Terbit 27 Maret 2013 - 06:25 WIB | Dibaca : 439 kali

Oleh: Edi Siswojo

Ilustrasi

Ilustrasi

IZIN penyadapan yang dilakukan aparat penegak hukum termasuk Komisi Pemberantasan Korupsi (KPK) telah menimbulkan pro dan kotra di masyarakat. Polemik itu muncul selain karena penyadapan berkaitan dengan hak-hak privat seseorang juga karena ada kekhawatiran dan ketakutan dari kalangan koruptor.

Korupsi di Indonesia telah merajalela. Korupsi sebagai pelanggran hak ekonomi, sosial dan budaya bisa membikin negara jadi bangkrut. Maka, perang terhadap korupsi merupakan pilihan yang tepat untuk menyelamatkan negara dari kebangkrutan. Lantaran itu, Pro dan kontra muncul berkaitan dengan ketentuan izin pengadilan bagi penegak hukum dalam melakukan penyadapan.
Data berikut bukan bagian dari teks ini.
PR #3747, opened 2025-03-06
Re-enable n_jobs in multi-comparison

alejoe91:
@paul-aparicio I realized that the `n_jobs` parameter was actually not used.

This PR adds it back and updates the parallelization using the `ProcessPoolExecutor`. This will run each comparison in parallel.
A simple test shows that the results are >10x faster (on my machine - 8 CPUs).

Can you test this PR? you just need to add the `n_jobs=-1` to the `compare_multiple_sorters`

### DIFF
--- a/src/spikeinterface/comparison/basecomparison.py
+++ b/src/spikeinterface/comparison/basecomparison.py
@@ -2,8 +2,10 @@ from __future__ import annotations
 
 from copy import deepcopy
 from typing import OrderedDict
+from concurrent.futures import ProcessPoolExecutor
 import numpy as np
 
+from spikeinterface.core.job_tools import fix_job_kwargs
 from .comparisontools import make_possible_match, make_best_match, make_hungarian_match
 
 
@@ -27,7 +29,7 @@ class BaseMultiComparison(BaseComparison):
     It handles graph operations, comparisons, and agreements.
     """
 
-    def __init__(self, object_list, name_list, match_score=0.5, chance_score=0.1, verbose=False):
+    def __init__(self, object_list, name_list, match_score=0.5, chance_score=0.1, verbose=False, n_jobs=1):
         import networkx as nx
 
         BaseComparison.__init__(
@@ -41,6 +43,7 @@ class BaseMultiComparison(BaseComparison):
         self.graph = None
         self.subgraphs = None
         self.clean_graph = None
+        self.n_jobs = n_jobs
 
     def _compute_all(self):
         self._do_comparison()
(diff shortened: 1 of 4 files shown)


paul-aparicio:
Absolutely! Thank you so much

src/spikeinterface/comparison/basecomparison.py
```diff
@@ -96,18 +99,38 @@ def _do_comparison(
...
+            for i in range(len(self.object_list)):
+                for j in range(i + 1, len(self.object_list)):
+                    if self.name_list is not None:
+                        name_i = self.name_list[i]
+                        name_j = self.name_list[j]
+                    else:
+                        name_i = "object i"
+                        name_j = "object j"
+                    job_list.append((i, j))
+                    job_names.append((name_i, name_j))
```
alejoe91, line 129: Refactor this

alejoe91:
As long as you have spikeinterface installed from sources, yes! You can also try the other agreement method (`counts`), since this will parallelize over comparisons across sorters

paul-aparicio:
Hi, I completed my tests. I did not find much difference, maybe I downloaded the incorrect patch? I tested agreement_method='counts' (took ~7.5 hours to complete both before and after) and agreement_method='count' (took ~7.75 hours to compete before and after the change). I am supposed to patch with #3747? Thanks!

alejoe91:
How did you install from this PR?

alejoe91:
When runnint the new `test_parallel` test locally I'm getting a large speedup:
```
Elapsed 1 job: 1.7032024950021878
Elapsed 8 jobs: 0.21884372199565405
```

h-mayorquin (approved):
This looks OK to me. It is adding an option that is not enabled by default. @alejoe91 profiled for correctness and is faster on his computer.

src/spikeinterface/comparison/basecomparison.py
```diff
@@ -96,6 +99,10 @@ def _do_comparison(
             print("Multicomparison step 1: pairwise comparison")
 
         self.comparisons = {}
+
+        n_jobs = fix_job_kwargs({"n_jobs": self.n_jobs})["n_jobs"]
```
samuelgarcia, line 103: Here this will not have the general behavior.
In short if a user do
```python
set_global_job_kwargs(n_jobs=-1)
comp  = BaseMultiComparison()
```
then the n_jobs will be 1 and so not parralel.

src/spikeinterface/comparison/basecomparison.py
```diff
@@ -104,10 +111,17 @@ def _do_comparison(
...
+                job_names.append((name_i, name_j))
+
+        if self.n_jobs == 1:
+            for job_name, job in zip(job_names, job_list):
+                self.comparisons[job_name] = self._compare_ij(*job)
+        else:
+            with ProcessPoolExecutor(max_workers=n_jobs) as executor:
+                results = list(executor.map(self._compare_ij, *zip(*job_list)))
+            for job_name, result in zip(job_names, results):
+                self.comparisons[job_name] = result
```
samuelgarcia, line 124: We could also implement a progress_bar=True/False no ?

samuelgarcia:
This is ok for me BUT this do not follow the main job_kwargs behavior anywhere else. because it is one by default and this has precedence over the global ones.

Issue #3745, opened 2025-03-05
Scaling bug in plotting waveforms/templates for checkerboard-like probes


zzhmark:
Plotting waveforms for my probe yielding very small waveforms, unless a scale around 1000 is specified. I found the y_scale factor in the plotting functions are very small, due to the layout of my channel positions, which is a non-uniform checkerboard. Some of the y coords may have miniscule differences, and it causes the program to perceive it as a very small inter channel distance. You might need a more adaptive strategy with such scenario.

zm711:
Absolutely agree. I was having this issue too because of a the nature of the x changes between my contacts on the probe leading to x squashing. I think we need to work on a better solution overall! I think a lot of us are busy. You want to give this a try? Otherwise we will put this on the todo list!

zm711:
@alejoe91 and @samuelgarcia review the widgets stuff so I'll tag them to take a look at your proposal.

zm711:
Closing as we have merged the PR :) Thanks again for the contribution!

PR #3748, opened 2025-03-06
Fitting scaling factors in waveform/template plots for irregular probe layouts

zzhmark:
delta_y will be inversely weighted by the x distances to get a proper interval over y dimension. In this case contacts that are close vertically but far laterally will be less represented.

The issue:
https://github.com/SpikeInterface/spikeinterface/issues/3745#issuecomment-2702562018


alejoe91:
@zzhmark can you provide some screenshots before/after? :)

alejoe91:
@zm711 @samuelgarcia what do you think? 

I believe the implementation is too complex for a plotting function at this point, so I would rather go for a middle-way solution that gives OK results, but is not too complex

zm711:
That implementation looks much better to me. I'm in the middle of some analyses, but I'll have to test this myself with a couple probe layouts and make sure it works.

zm711:
@chrishalcrow, don't you think the x on the tetrodes is just a hair to close? Again I don't think we will ever be perfect and I agree NP is more common so we want to make sure that always looks nice. I want to test one other probe (It has a v-shape so it's X is a bit weird so I'd like to test to see how this handles some of setups. 

As I see it the normal geometries are 
diamonds (eg. tetrodes)
squares/rectangle (eg. NP)
checkerboard (repeating diamonds really) (eg other NP)

then you could have some "weirder"

v -shaped
homemade

So I would love to just have an idea of how as many of these would look. I assume when Alessio/Sam made this originally it was with a specific subset of probes in mind (maybe some NPs)

chrishalcrow:
Looks good for NP2.0 and the ProbeInterface tetrode!

np_after_32
tet_after_32

alejoe91 (approved):

PR #3753, opened 2025-03-06
Add Intan port groups by default

h-mayorquin:
@zm711 

We discussed this a while ago. 

This will be useful for stream users so they can sort or split by group which are (in most cases not all) mapped to different probes or devices:

image

### DIFF
--- a/src/spikeinterface/extractors/neoextractors/intan.py
+++ b/src/spikeinterface/extractors/neoextractors/intan.py
@@ -1,10 +1,10 @@
 from __future__ import annotations
-
 from pathlib import Path
 
-from spikeinterface.core.core_tools import define_function_from_class
+import numpy as np
 
-from .neobaseextractor import NeoBaseRecordingExtractor, NeoBaseSortingExtractor
+from spikeinterface.core.core_tools import define_function_from_class
+from .neobaseextractor import NeoBaseRecordingExtractor
 
 
 class IntanRecordingExtractor(NeoBaseRecordingExtractor):
@@ -64,7 +64,7 @@ class IntanRecordingExtractor(NeoBaseRecordingExtractor):
             **neo_kwargs,
         )
 
-        # self.set_channel_groups()
+        self._add_channel_groups()
 
         self._kwargs.update(
             dict(file_path=str(Path(file_path).resolve()), ignore_integrity_checks=ignore_integrity_checks),
@@ -75,6 +75,26 @@ class IntanRecordingExtractor(NeoBaseRecordingExtractor):
 
         neo_kwargs = {"filename": str(file_path), "ignore_integrity_checks": ignore_integrity_checks}
         return neo_kwargs
+
+    def _add_channel_groups(self):
+
+        analog_ports = ["A", "B", "C", "D", "E", "F"]
+        num_channels = self.get_num_channels()
+        original_ids = self.neo_reader.header["signal_channels"]["id"][:num_channels]
+        groups = np.zeros(shape=num_channels, dtype="int")
+        group_names = np.zeros(shape=num_channels, dtype="str")
+
+        # The hard-coded IDS of intan ids is "Port-Number" for amplifier channels
+        channel_ports = [id[:1] for id in original_ids if id[1] == "-"]
+
+        for port in analog_ports:
+            channel_index = np.where(np.array(channel_ports) == port)
+            if channel_index[0].size > 0:
+                group_names[channel_index] = port
+                groups[channel_index] = analog_ports.index(port) + 1
+
+        self.set_channel_groups(groups)
+        self.set_property(key="group_names", values=group_names)
 
 
 read_intan = define_function_from_class(source_class=IntanRecordingExtractor, name="read_intan")
--- a/src/spikeinterface/extractors/neoextractors/intan.py
+++ b/src/spikeinterface/extractors/neoextractors/intan.py
@@ -64,7 +64,9 @@ class IntanRecordingExtractor(NeoBaseRecordingExtractor):
             **neo_kwargs,
         )
 
-        self._add_channel_groups()
+        amplifier_streams = ["RHS2000 amplifier channel", "RHD2000 amplifier channel"]
+        if self.stream_name in amplifier_streams:
+            self._add_channel_groups()
 
         self._kwargs.update(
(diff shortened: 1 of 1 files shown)


src/spikeinterface/extractors/neoextractors/intan.py
```diff
@@ -64,23 +64,39 @@ def __init__(
...
+            self._add_channel_groups()
+
+        self._kwargs.update(
+            dict(file_path=str(Path(file_path).resolve()), ignore_integrity_checks=ignore_integrity_checks),
+        )
 
     @classmethod
     def map_to_neo_kwargs(cls, file_path, ignore_integrity_checks: bool = False):
 
-        # Only propagate the argument if the version is greater than 0.13.1
```
zm711, line 74: why do you want to remove backward compatibility?

src/spikeinterface/extractors/neoextractors/intan.py
```diff
@@ -64,23 +64,39 @@ def __init__(
...
-        if neo_version > packaging.version.parse("0.13.1"):
-            neo_kwargs = {"filename": str(file_path), "ignore_integrity_checks": ignore_integrity_checks}
-        else:
-            neo_kwargs = {"filename": str(file_path)}
+        neo_kwargs = {"filename": str(file_path), "ignore_integrity_checks": ignore_integrity_checks}
         return neo_kwargs
 
+    def _add_channel_groups(self):
+
+        analog_ports = ["A", "B", "C", "D", "E", "F", "G", "H"]
```
zm711, line 83: Is this the hard limit (I forget). Our machine is a 512 and it goes to D so it makes sense their bigger 1024 would go to H but did you confirm?

src/spikeinterface/extractors/neoextractors/intan.py
```diff
@@ -64,23 +64,39 @@ def __init__(
...
+        num_channels = self.get_num_channels()
+        original_ids = self.neo_reader.header["signal_channels"]["id"][:num_channels]
```
zm711, line 85: why are we doing 84 and 85. why get num channels instead of all data? Are we saying that we will always guarantee amplifier channels are stored first?

src/spikeinterface/extractors/neoextractors/intan.py
```diff
@@ -64,23 +64,39 @@ def __init__(
...
+        group_names = np.zeros(shape=num_channels, dtype="str")
+
+        # The hard-coded IDS of intan ids is "Port-Number" for amplifier channels
+        channel_ports = [id[:1] for id in original_ids if id[1] == "-"]
+
+        for port in analog_ports:
+            channel_index = np.where(np.array(channel_ports) == port)
+            if channel_index[0].size > 0:
+                group_names[channel_index] = port
+                groups[channel_index] = analog_ports.index(port) + 1
```
zm711, line 96: why do we need + 1

zm711 (commented):
first round of questions!

src/spikeinterface/extractors/neoextractors/intan.py
h-mayorquin: The floor for neo version is higher than this now on the pyproject.toml.

src/spikeinterface/extractors/neoextractors/intan.py
h-mayorquin: That's what the photo shows

src/spikeinterface/extractors/neoextractors/intan.py
zm711: Sounds good!

src/spikeinterface/extractors/neoextractors/intan.py
zm711: But I haven't checked their website lately. Do they make a 2048? My question was more have you checked their website to make sure you found the biggest recorder possible?

h-mayorquin: I did not find anything but we can just make it larger as a precaution?

zm711: Probably can't hurt since you're search on the letters and you won't letters that don't exist. Like I said our machine is A-D so the extra letters should be fine for the smaller recorder. But up to you. I guess the other option would be to find some way to see if you missed channels and then report to the user which channels weren't grouped? But that gets messy with non-amplifier channels, right?

src/spikeinterface/extractors/neoextractors/intan.py
h-mayorquin: I need to filter for amplifier channels as they are the ones that follow this pattern. But I think you make a good point about the guarantees which do not exists. I will do the neo pattern of filtering the header by signal stream and take it form there. Thanks.

src/spikeinterface/extractors/neoextractors/intan.py
h-mayorquin: We don't. Removed it. Let's go with zero indexing.

src/spikeinterface/extractors/neoextractors/intan.py
h-mayorquin: Check the new implementations that sidesteps this by just getting the port from the available ids.

src/spikeinterface/extractors/neoextractors/intan.py
```diff
@@ -64,23 +64,42 @@ def __init__(
...
+        groups = np.zeros(shape=num_channels, dtype="uint16")
+        group_names = np.zeros(shape=num_channels, dtype="str")
+
+        signal_header = self.neo_reader.header["signal_channels"]
+        amplifier_signal_header = signal_header[signal_header["stream_id"] == self.stream_id]
+        original_ids = amplifier_signal_header["id"]
+
+        # The hard-coded IDS of intan ids is "Port-Number" (e.g. A-001, C-017, B-020, etc) for amplifier channels
+        channel_ports = [id[:1] for id in original_ids if id[1] == "-"]
+        analog_ports = np.unique(channel_ports).tolist()
```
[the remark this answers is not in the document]
h-mayorquin: Good point.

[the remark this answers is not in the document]
h-mayorquin: changed.

zm711 (approved):
This works for me. @alejoe91 did you want to take a look too?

Memang, usulan izin tersebut tidak dimasukan dalam RUU Kitab Undang-Undang Hukum Acara Pidana (KUHAP) dan RUU Kitab Undang –Undang Hukum Pidana (KUHP) yang pekan lalu diajukan pemerintah kepada DPR. Alasanya, menurut Menteri Hukum dan Hak Azasi Manusia Amir Syamsudin, UU yang mengatur KPK bersifat lex specialis, sedang KUHAP bersifat lex generalis.

Meski demikian dalam naskah akademis yang menyertai kedua usulan RUU tersebut ditegaskan “Penyadapan pun dilakukan dengan perintah tertulis atasan penyidik setempat setelah mendapat izin hakim komisaris. Dengan demikian, tidak ada kecuali, KPK pun melakukan penyadapan harus dengan izin hakim komisaris”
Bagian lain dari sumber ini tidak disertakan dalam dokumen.